Have been reading questions & answers, articles, they all say:
By using IEnumerable<T>, it fetches all data from the database to your application's memory and then applies filters on top of it (this is unacceptable for my project); whereas IQueryable<T> is the saviour: it does the filtering in the database and then returns only the filtered data into memory.
In my ASP.NET Core with Kestrel project, I can see how the lambda expression or LINQ is translated into SQL commands (from the Kestrel console) and I have tried in my code to use both of them, but the translated SQL query looks the same:
Can anyone enlighten me how to see the differences please?
Update
Here is the code:
public IQueryable<Apartment> GetApartmentsByPostcode(string postcode, int pageIndex, int pageSize)
{
return _dataContext.Apartment
.Include(a => a.ApartmentDetails)
.Where(a => string.Compare(a.PostCode, postcode, true) == 0 && a.Enabled == true)

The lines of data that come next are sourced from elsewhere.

PR #866, opened 2026-09-08
fix: generic container-engine support (podman / podman-compose)

ticklejw:
## Summary

`./setup.sh` and the compose stack assumed Docker specifically. On a stock RHEL host with podman + podman-compose, setup failed before pulling a single image, and a workaround install crash-looped celery. This PR makes the deploy path engine-agnostic; everything is verified live on RHEL 10 with podman 5.8.2 and podman-compose 1.5.0 (full stack healthy, celery at 0 restarts), and behavior under Docker is unchanged with the exception that a permanently unhealthy probe was fixed.

The goal is for this to be a step towards Kubernetes support, which I have ready to go but it depends on merging the changes in this PR in order to support generic OCI.

## Changes

- Fully qualify all image references (`docker.io/...`): podman's `short-name-mode=enforcing` can't prompt without a TTY, and RHEL's shortname config silently redirected `mongo` to a registry that 401s.
- Declare api/celery/frontend healthchecks at the compose level: OCI-format builds (podman's default) drop Dockerfile `HEALTHCHECK`. This also fixes a latent bug visible under Docker: the celery container inherited the API probe from the shared backend image and was permanently unhealthy — it now probes `celery -A celery_worker.celery_app status`.
- `run_celery.sh`: recognize podman and cgroup-v2 containers (`/run/.containerenv`, `libpod` in `/proc/1/cgroup`); previously PID 1 exited after starting workers (observed: 89 restarts).
- setup.sh/status.sh/upgrade.sh: discover containers via engine-CLI label filters and read state/health via `inspect` instead of Compose-v2-only `ps --format` fields; engine detection falls back docker→podman, compose detection docker compose→docker-compose→podman-compose; image checks accept both `project-svc` and `project_svc` names.
- CHANGELOG entry.

## Test Plan

- [x] Manually tested the affected feature(s) — full stack brought up healthy under podman-compose on RHEL 10; status.sh all-green; bootstrap + catalog seed ran; `/` and `/api/health` 200 through the published port

## Related Issues

None filed; happy to open one retroactively if preferred.

Also, I did not make any changes to the deploy/release docs to represent that Podman is now supported. I would be happy to do that but wanted to get a feel for the appetite for this first.

There was AI assistance here but I'm quite experienced with containers and I stand by this PR.


ViaJables:
Merged — thank you for this, and for the RHEL verification. Three things I changed on the branch before merging, so you know what landed:

1. **`compose.yaml` had two `healthcheck:` keys on the `celery` service.** `docker compose config` rejects the file outright (`mapping key "healthcheck" already defined`), which would have broken every Docker deploy; podman-compose's PyYAML keeps the last key silently, which is why the live test passed. `main` already had a compose-level `celery inspect ping` probe for celery (with the same reasoning in its comment), so I dropped the new block and kept that one. The CHANGELOG line no longer claims a latent Docker celery bug.
2. **`compose_container` now prefers a running container.** `ps -a | head -1` could return an exited or one-off `compose run` container (they list newest first), so `docker exec` targets in bootstrap / catalog update / re-ingest could hit a stopped container and fail with an exec error instead of the old "API container is not running". It tries `ps` first and falls back to `ps -a`. Same change in `status.sh`.
3. The CHANGELOG notes that `detect_deployment` moving to `ps -a` means a fully stopped stack now counts as an existing deployment rather than a fresh install — arguably better, but a visible change.

Two nits left as-is: `compose_project` ignores a top-level `name:` in compose.yaml or `COMPOSE_PROJECT_NAME` from a root `.env` (neither exists today), and `verify()` still hard-codes `vandalizer_${vol}` while `status.sh` uses `$(compose_project)_${vol}`.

?.Skip((pageIndex - 1) * countPerPage)
?.Take(30);
}
I switched between IQueryable and IEnumerable (.AsEnumerable() at the end of the Take(30))
I know Take(), Skip, Where etc. will return IQueryable, but there is no way to make them to return IEnumerable from the root.
So may I conclude it does not matter to use IQueryable or IEnumerable as return type?